Rising bond yields, inflation, commodity prices coupled with power outages in China have sent jitters across the globe. Indian equity markets are no different. Given the current market volatility and Q2FY22 result just round the corner, Money9 spoke with Vinod Nair, Head of Research at Geojit Financial Services to make sense of global news surrounding the financial markets and understand what to expect from the upcoming earnings season. Here are the edited excerpts of the conversation:
What is your view on the markets? Is it a buy on dips market or sell and wait for a correction market?
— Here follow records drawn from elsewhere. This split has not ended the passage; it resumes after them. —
Issue #5758, opened 2018-02-21
clearTable is not supported on Partial Sync


cmelchior:
`table.clear()` is not supported for Partial Sync, so we should change any internal implementation that uses this. 

APIs:

* `Realm.delete(Class)` -> Replace with `findAll().deleteAllFromRealm()`. 

For efficiency we should probably only do this if Partial Sync is enabled as deleting the query result is slower.

cmelchior:
Fixed

PR #5759, opened 2018-02-21
Refactor Partial Sync to use Object Store master

cmelchior:
This PR refactors the Partial Sync support so it uses the API available on OS/master:

* Upgrade to Sync 3.0.0-beta.6
* Add a wrapper for Subscription class in Object Store
* Add support for `will_send_notifications/did_send_notifications` from Object Sdtore
* Combine Subscription/Results notifications in Java after they are done sending.
* Some of these classes, unfortunately, have to live in the `main` flavour for the time being.


realm/realm-library/src/main/cpp/observable_collection_wrapper.hpp
```diff
@@ -53,57 +52,48 @@ class ObservableCollectionWrapper {
...
-        std::string error_message = "";
         if (err) {
             try {
                 std::rethrow_exception(err);
             }
-            catch (const std::exception &e) {
-                error_message = e.what();
+            catch (const std::exception& e) {
+                realm::jni_util::Log::e("Caught exception in collection change callback %1", e.what());
+                return;
```
Zhuinden: Can exceptions really be swallowed here?

cmelchior:
@nhachicha  Ready for review. CI is currently having issues with the test devices, but all relevant tests parse locally on my machine.

The only test failing is currently:

```
io.realm.ManagedRealmListForValueTests > changeListener_forDeleteAll[0: Type: STRING_LIST, Nullable?: true][Custom Phone - 7.1.0 - API 25 - 768x1280_1 - 7.1.1] FAILED 
Test failed to run to completion. Reason: 'Instrumentation run failed due to 'Process crashed.''. Check device logcat for details
Tests on Custom Phone - 7.1.0 - API 25 - 768x1280_1 - 7.1.1 failed: Instrumentation run failed due to 'Process crashed.'
```

Which might be related to https://github.com/realm/realm-java/issues/5758, but I'm looking into it now

realm/realm-library/src/main/cpp/io_realm_internal_sync_OsSubscription.cpp
```diff
@@ -0,0 +1,120 @@
...
+
+JNIEXPORT jobject JNICALL Java_io_realm_internal_sync_OsSubscription_nativeGetError(JNIEnv* env, jclass, jlong native_ptr)
+{
+    TR_ENTER()
+    try {
+        auto wrapper = reinterpret_cast<SubscriptionWrapper*>(native_ptr);
+        auto err = wrapper->subscription().error();
+        if (err) {
+            std::string error_message = "";
+            if (err) {
```
nhachicha: why the double check? this is already `true`/defined?

realm/realm-library/src/main/cpp/io_realm_internal_sync_OsSubscription.cpp
```diff
@@ -0,0 +1,120 @@
...
+                try {
+                    std::rethrow_exception(err);
+                }
+                catch (const std::exception &e) {
+                    error_message = e.what();
+                }
+            }
+
+            static JavaClass illegal_argument_class(env, "java/lang/IllegalArgumentException");
```
nhachicha: Why `IllegalArgumentException`? are you assuming the error is related to the subscription parameters? we deprecated the dynamic query for partial sync AFAIK, so this exception cannot be something the user did wrong (besides the naming perhaps)

realm/realm-library/src/main/cpp/io_realm_internal_sync_OsSubscription.cpp
```diff
@@ -0,0 +1,120 @@
...
+            static JavaMethod illegal_argument_constructor(env, illegal_argument_class, "<init>", "(Ljava/lang/String;)V");
+            return (jthrowable) env->NewObject(illegal_argument_class, illegal_argument_constructor, to_jstring(env, error_message));
```
nhachicha: should you check for a pending Java exception before throwing? ` if (env->ExceptionCheck()){return;}`

realm/realm-library/src/main/cpp/subscription_wrapper.hpp
```diff
@@ -0,0 +1,93 @@
...
+    static jni_util::JavaClass os_results_class(env, "io/realm/internal/sync/OsSubscription");
+    static jni_util::JavaMethod notify_change_listeners(env, os_results_class, "notifyChangeListeners", "()V");
+
+    if (!m_subscription_weak_ref) {
+        m_subscription_weak_ref = jni_util::JavaGlobalWeakRef(env, j_subscription_object);
+    }
+
+    auto cb = [=]() {
+        // OS will call all notifiers' callback in one run, so check the Java exception first!!
+        if (env->ExceptionCheck())
```
nhachicha: is this callback invoked from the caller thread? if not be careful when capturing in the lambda the `env` by copy `[=]`

realm/realm-library/src/main/java/io/realm/internal/EmptyLoadChangeSet.java
```diff
@@ -15,19 +15,22 @@
...
 package io.realm.internal;
 
+import javax.annotation.Nullable;
+
 import io.realm.RealmResults;
+import io.realm.internal.sync.OsSubscription;
 
 /**
- * Fake changeset used if {@link RealmResults#load()} is called manually.
+ * Fake changeset used if {@link RealmResults#load()} is called manually or if no collection
```
nhachicha: I prefer _empty_

realm/realm-library/src/main/java/io/realm/internal/OsCollectionChangeSet.java
```diff
@@ -117,15 +126,14 @@ public boolean isCompleteResult() {
...
-    }
-
-    public int getOldStatusCode() {
-        return nativeGetOldStatusCode(nativePtr);
-    }
-
-    public int getNewStatusCode() {
-        return nativeGetNewStatusCode(nativePtr);
+        // If no subscription status exist, it means that either the Realm is not a partial Realm
+        // or the the query result is a sub query of some kind, which means all data already
```
nhachicha: remove _the_

realm/realm-library/src/main/java/io/realm/internal/SubscriptionAwareOsResults.java
```diff
@@ -0,0 +1,109 @@
...
+import io.realm.internal.sync.OsSubscription;
+
+/**
+ * Wrapper around Object Stores Results class that is capable of combining partial sync Subscription
+ * state updates and collection change updates.
+ */
+public class SubscriptionAwareOsResults extends OsResults {
+
+    private final String subscriptionName;
+    // The native ptr to a delayed notification. Since Java group all notifications for each each
```
nhachicha: remove _each_

realm/realm-library/src/main/java/io/realm/internal/SubscriptionAwareOsResults.java
```diff
@@ -0,0 +1,109 @@
...
+                subscriptionChanged = true;
+            }
+        });
+        RealmNotifier notifier = sharedRealm.realmNotifier;
+        notifier.addBeginSendingNotificationsCallback(new Runnable() {
+            @Override
+            public void run() {
+                subscriptionChanged = false;
+                collectionChanged = false;
+                delayedNotificationPtr = 0;
```
nhachicha: this can't have a previous pointer address? otherwise, you're leaking the dynamic allocation?

realm/realm-library/src/main/cpp/io_realm_internal_sync_OsSubscription.cpp
```diff
@@ -0,0 +1,120 @@
+/*
+ * Copyright 2016 Realm Inc.
```
kneth: 2018

realm/realm-library/src/main/cpp/io_realm_internal_sync_OsSubscription.cpp
kneth: C style type casting?

realm/realm-library/src/main/cpp/observable_collection_wrapper.hpp
kneth: Exceptions in callbacks are really hard to debug since the stack trace will not make much sense.

realm/realm-library/src/main/cpp/subscription_wrapper.hpp
```diff
@@ -0,0 +1,93 @@
...
+    partial_sync::Subscription& subscription() {
+        return m_subscription;
+    };
+
+    void start_listening(JNIEnv* env, jobject j_subscription_object);
+    void stop_listening();
+
+private:
+    jni_util::JavaGlobalWeakRef m_subscription_weak_ref;
+    partial_sync::SubscriptionNotificationToken m_notification_token;
```
kneth: So only one listener per subscription?

realm/realm-library/src/main/cpp/io_realm_internal_sync_OsSubscription.cpp
cmelchior: Some queries are still disallowed, like backlink queries, but the most common error is probably re-using a subscription name for a different query. 

Theoretically, a few very rare exceptions might happen here that are not considered `IllegalArgument`,  but I don't even know where to begin to filter for those, so I just left everything as `IllegalArgument` instead of the generic `RealmException`. I think that is a sensible trade-off?

realm/realm-library/src/main/cpp/io_realm_internal_sync_OsSubscription.cpp
cmelchior: I don't think that will be needed since this code isn't triggered by a callback, but from a direct call from Java, so if a Java exception existed the program would already have crashed.

realm/realm-library/src/main/cpp/subscription_wrapper.hpp
cmelchior: Yes, it should be as this is just a specialized notifier callback, we use the same approach in `observable_collection_wrapper.hpp`

realm/realm-library/src/main/java/io/realm/internal/SubscriptionAwareOsResults.java
cmelchior: It can, but if `!= 0` it will be sent to an `OsCollectionChangeSet` which will clean it up when no longer needed.

realm/realm-library/src/main/cpp/subscription_wrapper.hpp
cmelchior: Yes, you can register multiple listeners in Java, but only one is ever created in JNI. `Results` observables work the same way.

realm/realm-library/src/syncIntegrationTest/java/io/realm/PermissionManagerTests.java
```diff
@@ -54,6 +54,7 @@
 import static org.junit.Assert.fail;
 
 @RunWith(AndroidJUnit4.class)
+@Ignore
```
nhachicha: add a FIXME to re-enable when ROS permissions are stable again

PR #5763, opened 2018-02-23
Update arch example

Zhuinden:
This PR updates the branch `my/arch_example` in the PR https://github.com/realm/realm-java/pull/4685 .

Adds support for:

- `LiveResults extends LiveData<List<T>>` wrapping a RealmResults

- a list fragment and a detail fragment

- makes the example prettier and stuff

I initially tried to push back to `realm/realm-java` and I don't have permission for that, so I forked and added changes with `git add` / `git commit` instead of through the IDE, but I hope I got everything in here.

I promised I'd do this about 18 days ago, finally got some spare time to do it.


Zhuinden:
@cmelchior btw I think I've never signed the CLA, so that might be a required thingy

cmelchior:
Hey @Zhuinden Thanks a ton for this  🎉. I'll see if I can manage to review this today. Otherwise, it will be on Monday.

examples/architectureComponentsExample/src/main/java/io/realm/examples/arch/ArchExampleActivity.java
```diff
@@ -0,0 +1,90 @@
...
+
+    @Override
+    protected void onCreate(Bundle savedInstanceState) {
+        super.onCreate(savedInstanceState);
+
+        setContentView(R.layout.activity_arch_example);
+        setupViews();
+
+        backgroundTask = (BackgroundTask) getLastCustomNonConfigurationInstance();
+        if (backgroundTask == null) { // this could also live inside a ViewModel, a singleton job queue, etc.
```
cmelchior: I managed to get into a state where two background updater threads were running at the same time. I'm not 100% how it happened. 

But doing:

1) Click details for Christian
2) Press back
3) Press back (exit app)
4) Click app (opens it again)
5) Increments now happen at double speed.

The thread isn't stopped in `onBackPressed` so my guess is that it keeps running somehow.

examples/architectureComponentsExample/src/main/java/io/realm/examples/arch/BackgroundTask.java
```diff
@@ -16,66 +16,73 @@
...
 
     private volatile Thread thread;
 
+    @MainThread
+    public boolean isStarted() {
+        return isStarted;
+    }
+
     @MainThread
     public void start() {
```
cmelchior: All of these methods depend on `start` only being called from a single thread. It would be more clear and safer if start/stop was synchronized.

examples/architectureComponentsExample/src/main/java/io/realm/examples/arch/ArchExampleActivity.java
```diff
@@ -0,0 +1,90 @@
...
+            super.onBackPressed();
+        }
+    }
+
+    @MainThread
+    private void setupViews() {
+        backgroundJobStartStop = findViewById(R.id.backgroundJobStartStop);
+        backgroundJobStartStop.setOnClickListener(new View.OnClickListener() {
+            @Override
+            public void onClick(View v) {
```
cmelchior: We support Java 8 in the examples, so feel free to use lamdas.

examples/architectureComponentsExample/src/main/java/io/realm/examples/arch/helper/Helper.java
```diff
@@ -0,0 +1,40 @@
...
+ * See the License for the specific language governing permissions and
+ * limitations under the License.
+ */
+package io.realm.examples.arch.helper;
+
+import android.app.Activity;
+import android.content.Context;
+import android.content.ContextWrapper;
+
+public class Helper {
```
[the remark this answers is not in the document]
Zhuinden: I can rename it to `ContextUtils`.

examples/architectureComponentsExample/src/main/java/io/realm/examples/arch/livemodel/LiveRealmObject.java
```diff
@@ -26,27 +27,44 @@
 
 
 public class LiveRealmObject<T extends RealmModel> extends LiveData<T> {
```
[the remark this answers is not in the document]
Zhuinden: Good point! :smile: 

And I even added some comments in other places, too.. :roll_eyes:

examples/architectureComponentsExample/src/main/java/io/realm/examples/arch/livemodel/LiveRealmObject.java
```diff
@@ -26,27 +27,44 @@
...
+            RealmObject.addChangeListener(object, listener);
+        }
     }
 
     @Override
     protected void onInactive() {
         super.onInactive();
-        RealmObject.removeChangeListener(getValue(), listener);
+        T object = getValue();
+        if (object != null && RealmObject.isValid(object)) {
```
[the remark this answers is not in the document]
Zhuinden: `onInactive` is bound to observing the LiveData, and can contain null if the object was deleted. Also, object could have its Realm instance invalidated if we're unlucky.

A listener should not be removed from an invalid object, because invalid objects throw when accessed even if you try to remove listeners from them, if I recall correctly.

The intent here is that this can only be null if the object was deleted, which mimics the behavior of `findFirst().addChangeListener` (calls with `isDeleted == true` change set once more, and then never again).

Now that you mention it, I should probably add the valid check to the RealmResults' live data too, its Realm instance can be closed, after all.

examples/architectureComponentsExample/src/main/java/io/realm/examples/arch/ArchExampleActivity.java
Zhuinden: Gah, I didn't notice this! Thanks!

Zhuinden:
@cmelchior comments addressed

Zhuinden:
@cmelchior comments addressed

Zhuinden:
Hmm, I wonder if I should go through some of the other examples too later 😄

cmelchior:
You will not hear any complaints from us 😉 
Nabil promised to review this either today or early next week, so we have not forgotten this PR.

examples/architectureComponentsExample/src/main/java/io/realm/examples/arch/CustomApplication.java
```diff
@@ -0,0 +1,58 @@
...
+                        person.setName("Christian Melchior");
+                        person.setAge(34);
+
+                        person = realm.createObject(Person.class);
+                        person.setName("Chen Mulong");
+                        person.setAge(28);
+
+                        person = realm.createObject(Person.class);
+                        person.setName("Nabil Hachicha");
+                        person.setAge(29);
```
nhachicha: I wish 👴🏻

examples/architectureComponentsExample/src/main/java/io/realm/examples/arch/BackgroundTask.java
```diff
@@ -0,0 +1,92 @@
...
+                final RealmResults<Person> persons = realm.where(Person.class).findAll();
+                Realm.Transaction transaction = (Realm r) -> {
+                    for (Person person : persons) {
+                        person.setAge(person.getAge() + 1); // updates the Persons in the Realm.
+                    }
+                };
+
+                while (!isInterrupted()) {
+                    realm.executeTransaction(transaction);
+                    Thread.sleep(1000L);
```
nhachicha: Minor: You can sleep with `SystemClock.sleep(1000);` without the need of the try-catch

examples/architectureComponentsExample/src/main/java/io/realm/examples/arch/PersonFragment.java
```diff
@@ -0,0 +1,85 @@
...
+
+    public static PersonFragment create(String personName) {
+        PersonFragment personFragment = new PersonFragment();
+        Bundle bundle = new Bundle();
+        bundle.putString(ARG_PERSON_NAME, personName);
+        personFragment.setArguments(bundle);
+        return personFragment;
+    }
+
+    TextView name;
```
nhachicha: private? same for below

Zhuinden:
@nhachicha PR comments addressed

On a near-term basis, buying at dip will be the best strategy due to economic gains from unlocking. However, on a medium-term basis, it will be a challenge to maintain the same uptrend due to global volatility, so suggest to sell on rally. While doing that have a plan to revamp your portfolio with a mix of equities to benefit from unlocking and a balanced approach of equity, debt & gold, based on your risk profile.
The power outage in China is signaling foreshadow shortages of global goods & commodities, how is it going to impact India, and what are the silver linings for India?
India is not a big exporter of such goods and commodities. It will have a mixed effect on the Indian market in which integrated manufacturers will benefit from high prices, while the broad market will be impacted due to fall in profitability from high input costs.
Can India also see a China like scenario as stockpiles of coal are reduced to 9.3mnt, the lowest since October 2018, according to CEA data?
There is a lot of speculation about what is happening in China and the reasons for the shortfall of commodities and electricity. It could be a combination effect of Evergrande, complaints made by public on reality, import restrictions announced by China due to covid related allegations made by other countries and the government’s push on realty & infra spending to recover the economic growth. The possibility for a similar type of effect in India is low, though supply chain issues & a sudden rise in electricity demand will have an effect in the short term.
Rising commodity and power prices are leading to inflation. But some central bankers are of the opinion that the rising prices are temporary due to supply-side constraints and sudden surge in demand. Do you see it otherwise?
I agree with the central banks view that the current spike of inflation is due to supply chain constraints and will reverse as the global economy reopens steadily. However, there is a rising risk that this high short-term inflation will spread to the medium-term as the whole global economy is going to bear a mismatch in demand & supply. This will drive central banks to reconsider the easy monetary policy.
Despite a mild correction in benchmark indices, public sector enterprises continue their upward what’s fueling this rally and how sustainable is it?
Rise in international energy prices, benefit from prompt correction action framework for PSUB and reforms undertaken like divestment & monetization has upgraded the outlook of PSE’s, which will help in the long-term.
Realty is another sector that is on a strong footing. Do think it is just the tip of the iceberg or all the positives for the sector priced in at current levels?
Well, demand for realty is improving due to marginal correction in reality prices and low-interest rates. Month on Month registration is improving due to the never-ending demand of the public for housing. Unlocking of the economy is expected to boost commercial demand in the future. However, valuation is on the upper band, which will impact the performance in the short to medium term.
After a strong rally since last year, metal stocks have seen meaningful corrections in the recent past. With Iron ore futures January deliveries jumping 10% to 752.5 yuan do see it as an uptrend resuming for metal stocks?
The long-term outlook for the metal sector is positive due to fiscal spending announced across the world and the re-opening of the economy. Whereas, on a near-term basis supply chain issue, supercycle of commodity prices and delta variant is likely to affect the sector from fall in margin, high valuation and demand.
Mid & small caps stocks are showing strength after a brief pause in the month of August. So which are your top picks among them?
We have a positive view on the broad market due to reforms, unlocking of economy, upcoming of high-quality IPOs, which will provide an additional edge to Mid & Small caps. The dip in Mid & Small caps is an opportunity as the valuation has corrected well due to an uptick in earnings. However, we have to be specific about what type of business we buy due to consolidation in the global market and peak valuations. We like Pharma, Chemical, Auto, Hospitality, Media, ITES, Industrial Manufacturing and Power.
With the Q2 season just a few days away, how do you foresee it panning out and will trigger the next leg of a rally for the markets?
Preview of Q2 is better than Q1 due to no lockdown in global & domestic market and an uptick in demand. The reopening of the economy & upcoming festive season will upgrade the future outlook of Consumer Durables, Banking, Hospitality and Entertainment, though Q2 results may be muted. Other sectors on which reforms have been implemented such as PLI (performance-linked incentive), focus on clean energy and new generation companies will also provide a better management commentary for the future. IT sector is correcting before the start of the results due to peak valuation. However, this can revert as results are announced which have a robust outlook. Mixed bag results will be for sectors like Cement, Auto, Metals & Mining and Logistics due to the high cost of raw materials, low current demand & supply constraints.